Le département d'État a ordonné en début de mois le départ de tout le personnel non essentiel de l'ambassade. Ce qui reste sur place, ce sont les diplomates de permanence, les Marines chargés de la sécurité, et les agents du renseignement. Les États-Unis ont par ailleurs demandé à l'ensemble de leurs postes diplomatiques dans le monde de revoir leurs dispositifs de sécurité — une mesure qui illustre la crainte d'un débordement du conflit bien au-delà du Moyen-Orient. Des représentations américaines au Canada et en Norvège ont déjà été prises pour cible.

À Bagdad, les clients des restaurants ne lèvent plus les yeux quand les missiles de la défense antiaérienne déchirent le ciel. C'est peut-être là le signe le plus inquiétant de ce que la guerre fait à une ville : elle finit par sembler normale.
Journaliste AFP — Bagdad, 17 mars 2026

Que font les États-Unis ?

Washington frappe. Chaque attaque contre l'ambassade ou contre des soldats américains dans la région déclenche des représailles : des frappes imputées à l'aviation américaine contre des bastions des Brigades du Hezbollah à Bagdad et dans d'autres régions d'Irak. Le 14 mars, c'est précisément une frappe contre un bastion du groupe qui avait provoqué la première attaque à grande échelle contre l'ambassade — une escalade en boucle qui ressemble moins à une stratégie qu'à une spirale.
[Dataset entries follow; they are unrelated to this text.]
PR #937, opened 2019-07-19
Scrypt ut from 3s to 16ms

shargon:


shargon:
UT fails because other PR, so please merge (https://github.com/neo-project/neo/pull/936) this first

PR #943, opened 2019-07-22
Unit tests for IO, Cryptography, Wallets and VM modules

eryeer:
Here is the unit tests mostly for IO, Cryptography and Wallets modules. We adjusted the code directory and the namespace by the way.


erikzhang:
Can someone review it? Or should it be split into smaller ones?

eryeer:
OK，I will split it into several small ones later.

vncoelho:
Hi @eryeer, I think it is ok like this.

In my opnion, no need for slit, do you agree @shargon?
There are not any critical change on the code, just the UTs.

That is a great job.

I will start a review asap.

shargon:
I will review it too, no need to split at the moment

eryeer:
Grateful for your patience and efforts to review them~

neo.UnitTests/Cryptography/ECC/UT_ECDsa.cs
```diff
@@ -0,0 +1,85 @@
...
+        }
+
+        [TestMethod]
+        public void TestCalculateE()
+        {
+            ECDsa sa = new ECDsa(key.PublicKey);
+            BigInteger n = key.PublicKey.Curve.N;
+            byte[] message = System.Text.Encoding.Default.GetBytes("HelloWorld");
+            MethodInfo dynMethod = typeof(ECDsa).GetMethod("CalculateE", BindingFlags.NonPublic | BindingFlags.Instance);
+            ((BigInteger)dynMethod.Invoke(sa, new object[] { n, message })).Should().Be(BigInteger.Parse("341881320659934023674980"));
```
shargon: In my opinion, we should change this (and all of them) to `internal` instead of using reflection for testing

neo.UnitTests/Cryptography/UT_BloomFilter.cs
```diff
@@ -0,0 +1,82 @@
...
+        }
+
+        [TestMethod]
+        public void TestSetTweak()
+        {
+            int m = 7, n = 10;
+            uint nTweak = 123456;
+            byte[] elements = { 0, 1, 2, 3, 4 };
+            BloomFilter filter = new BloomFilter(m, n, nTweak);
+            MethodInfo dynMethod = typeof(BloomFilter).GetMethod("set_Tweak", BindingFlags.NonPublic | BindingFlags.Instance);
```
shargon: Again, internal instead of reflection

neo.UnitTests/Cryptography/UT_Crypto.cs
```diff
@@ -0,0 +1,64 @@
...
+        public void TestVerifySignature()
+        {
+            byte[] message = System.Text.Encoding.Default.GetBytes("HelloWorld");
+            byte[] signature = Crypto.Default.Sign(message, key.PrivateKey, key.PublicKey.EncodePoint(false).Skip(1).ToArray());
+            Crypto.Default.VerifySignature(message, signature, key.PublicKey.EncodePoint(false)).Should().BeTrue();
+            Crypto.Default.VerifySignature(message, signature, key.PublicKey.EncodePoint(false).Skip(1).ToArray()).Should().BeTrue();
+            Crypto.Default.VerifySignature(message, signature, key.PublicKey.EncodePoint(false).Skip(1).ToArray()).Should().BeTrue();
+
+            byte[] wrongKey = new byte[33];
+            wrongKey[0] = 0x02;
```
shargon: This have a chance of be the same value if we use random messages, is not the case, so is fine for me

neo.UnitTests/Cryptography/UT_Cryptography_Helper.cs
```diff
@@ -0,0 +1,232 @@
...
+            action = () => input.Base58CheckDecode();
+            action.ShouldThrow<FormatException>();
+        }
+
+        [TestMethod]
+        public void TestSha256()
+        {
+            byte[] value = Encoding.ASCII.GetBytes("hello world");      
+            byte[] result = value.Sha256(0, value.Length);
+            string resultStr = "";
```
shargon: We can use our "Hex" extension

neo.UnitTests/Cryptography/UT_Cryptography_Helper.cs
```diff
@@ -0,0 +1,232 @@
...
+            filter.Test(tx).Should().BeTrue();
+        }
+
+        [TestMethod]
+        public void TestStringToAesKey()
+        {
+            string password = "hello world";
+            string string1 = "bc62d4b80d9e36da29c16c5d4d9f11731f36052c72401a76c23c0fb5a9b74423";
+            byte[] byteArray = new byte[string1.Length / 2];
+            for (int i = 0; i < string1.Length / 2; i++)
```
shargon: We should use our hex extensions

neo.UnitTests/IO/Caching/UT_CloneCache.cs
```diff
@@ -0,0 +1,129 @@
...
+        [TestMethod]
+        public void TestAddInternal()
+        {
+            cloneCache.Add(new MyKey("key1"), new MyValue("value1"));
+            cloneCache[new MyKey("key1")].Should().Be(new MyValue("value1"));
+
+            cloneCache.Commit();
+            myDataCache[new MyKey("key1")].Should().Be(new MyValue("value1"));
+        }
+
```
shargon: double blank lines between methods

neo.UnitTests/IO/Caching/UT_CloneMetaCache.cs
```diff
@@ -0,0 +1,55 @@
+﻿using FluentAssertions;
+using Microsoft.VisualStudio.TestTools.UnitTesting;
+using Neo.IO.Caching;
+
+namespace Neo.UnitTests.IO.Caching
+{
+    [TestClass]
+    public class UT_CloneMetaCache
+    {
+
```
shargon: Remove this line

neo.UnitTests/IO/Caching/UT_CloneMetaCache.cs
```diff
@@ -0,0 +1,55 @@
...
+        [TestMethod]
+        public void TestConstructor()
+        {
+            cloneMetaCache.Should().NotBeNull();
+        }
+
+        [TestMethod]
+        public void TestAddInternal()
+        {
```
shargon: Remove this method

neo.UnitTests/IO/Caching/UT_DataCache.cs
```diff
@@ -0,0 +1,356 @@
...
+        }
+
+        public bool Equals(MyKey other)
+        {
+            return Key.Equals(other.Key);
+        }
+
+        public override bool Equals(object obj)
+        {
+            if (obj is null) return false;
```
shargon: if is null, is not MyKey, you can remove this condition

neo.UnitTests/IO/Caching/UT_DataCache.cs
```diff
@@ -0,0 +1,356 @@
...
+            if (!(obj is MyKey)) return false;
```
shargon:
```suggestion
            if (!(obj is MyKey key)) return false;
            return Equals(key);
```

neo.UnitTests/IO/Caching/UT_DataCache.cs
```diff
@@ -0,0 +1,356 @@
...
+            Value = replica.Value;
+        }
+
+        public bool Equals(MyValue other)
+        {
+            return (Value == null && other.Value == null) || Value.Equals(other.Value);
+        }
+
+        public override bool Equals(object obj)
+        {
```
shargon: Same optimizations here

neo.UnitTests/IO/Caching/UT_DataCache.cs
```diff
@@ -0,0 +1,356 @@
...
+            myDataCache.Add(new MyKey("key1"), new MyValue("value1"));
+            myDataCache.Delete(new MyKey("key1"));
+            myDataCache.InnerDict.ContainsKey(new MyKey("key1")).Should().BeFalse();
+
+            myDataCache.InnerDict.Add(new MyKey("key2"), new MyValue("value2"));
+            myDataCache.Delete(new MyKey("key2"));
+            myDataCache.Commit();
+            myDataCache.InnerDict.ContainsKey(new MyKey("key2")).Should().BeFalse();
+
```
shargon: Remove this line

neo.UnitTests/IO/Caching/UT_DataCache.cs
```diff
@@ -0,0 +1,356 @@
...
+    public class UT_DataCache
+    {
+        MyDataCache<MyKey, MyValue> myDataCache;
+
+        [TestInitialize]
+        public void Initialize()
+        {
+            myDataCache = new MyDataCache<MyKey, MyValue>();
+        }
+
```
shargon: Remove double blank lines around all the PR

neo.UnitTests/IO/Json/UT_JString.cs
```diff
@@ -0,0 +1,77 @@
...
+using System.Linq;
+using System.Collections.Generic;
+using System.Text;
+using Neo.IO.Json;
+using System.IO;
+using Neo.SmartContract;
+
+namespace Neo.UnitTests.IO
+{
+
```
shargon: Blank line

neo.UnitTests/neo.UnitTests.csproj
```diff
@@ -31,5 +31,5 @@
   <ItemGroup>
     <Service Include="{82a7f48d-3b50-4b1e-b82e-3ada8210c358}" />
   </ItemGroup>
-
+
```
shargon: Remove this white spaces

shargon:
Very nice work, just small things, nothing important

neo.UnitTests/Cryptography/ECC/UT_ECDsa.cs
eryeer: I'm not quite clear how to use internal instead of using reflection. Could you please explain how to do it?
In addition, there are many places in the code that use reflection to call private and protected methods. Because the unit test does not need to consider performance, if the bad effects are not big, can we keep it?

erikzhang: I think there is no need to test private methods. Because the complete test of public methods can theoretically cover all private methods. The parts that are not covered indicate that they are not being used and do not need to be tested.

vncoelho: This Erik is a box of surprises. ahwuaha

Makes sense, Erik.

Tommo-L: I think we should make the complete test of private methods also.
Consider this case,  when one test path is too long, such as PublicMethodA --> PrivateMethodB---> PrivateMethodC---> ....... PrivateMethodN. 
If we want to test the PublicMethodA, there are so many conditions, which lead to a very complex unit test. But if we use bottom-up mode, it can simplify our unit test.

eryeer: I think there is a case where it is convenient to test with reflection. For example, a private method has several branches. There are more than one public method （maybe more than ten methods) for calling this private method, and each public method only call one branch in private method.  In this case if we use the public method as the entry to test It is quite cumbersome, and reflection can easily simulate input conditions.

erikzhang: Since our goal is to fully cover public methods, there is no need to consider private methods.

eryeer: OK, we will remove theses reflection for private method test.

eryeer:
Done for the modification.

eryeer:
Done for the modification

neo.UnitTests/Cryptography/UT_Cryptography_Helper.cs
```diff
@@ -129,11 +126,11 @@ public void TestBase58CheckDecode()
         [TestMethod]
         public void TestSha256()
         {
+            //byte[] value = "hello world".HexToBytes();
```
shargon: Remove this comment plese

eryeer: Done

Tommo-L:
Could we merge now? 😂 More code on the way.

neo.UnitTests/Cryptography/ECC/UT_ECDsa.cs
vncoelho: Hi @erikzhang, maybe it is not needed to remove the current ones they already designed, no?
Just direct the focus of the future tests.

I agree with this comment also, Erik:
> "There are more than one public method （maybe more than ten methods) for calling this private method, and each public method only call one branch in private method."

Maybe, in a long-term, only test public is the desired thing. But maybe, for now, for simplicity, we could allow some private method to be tested until we reach a higher level of coverage.

What do you think, @igormcoelho?

vncoelho:
Incredible job of all of you! Congratulations.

Le gouvernement irakien se retrouve pris en étau. Al-Soudani a haussé le ton ces derniers jours, exigeant publiquement que les deux parties respectent la souveraineté irakienne. Mais sa marge de manœuvre est infime : il ne peut pas expulser les milices pro-iraniennes — trop puissantes, trop intégrées dans le tissu social et sécuritaire du pays —, et il ne peut pas non plus demander aux Américains de partir alors que leur présence militaire garantit partiellement sa survie politique.

Pendant ce temps, à Erbil, au Kurdistan irakien, les explosions de ce mercredi matin ont rappelé que le feu s'étend. La capitale kurde, longtemps épargnée, est désormais dans le rayon d'action des milices. Et à Bagdad, une nouvelle nuit commence.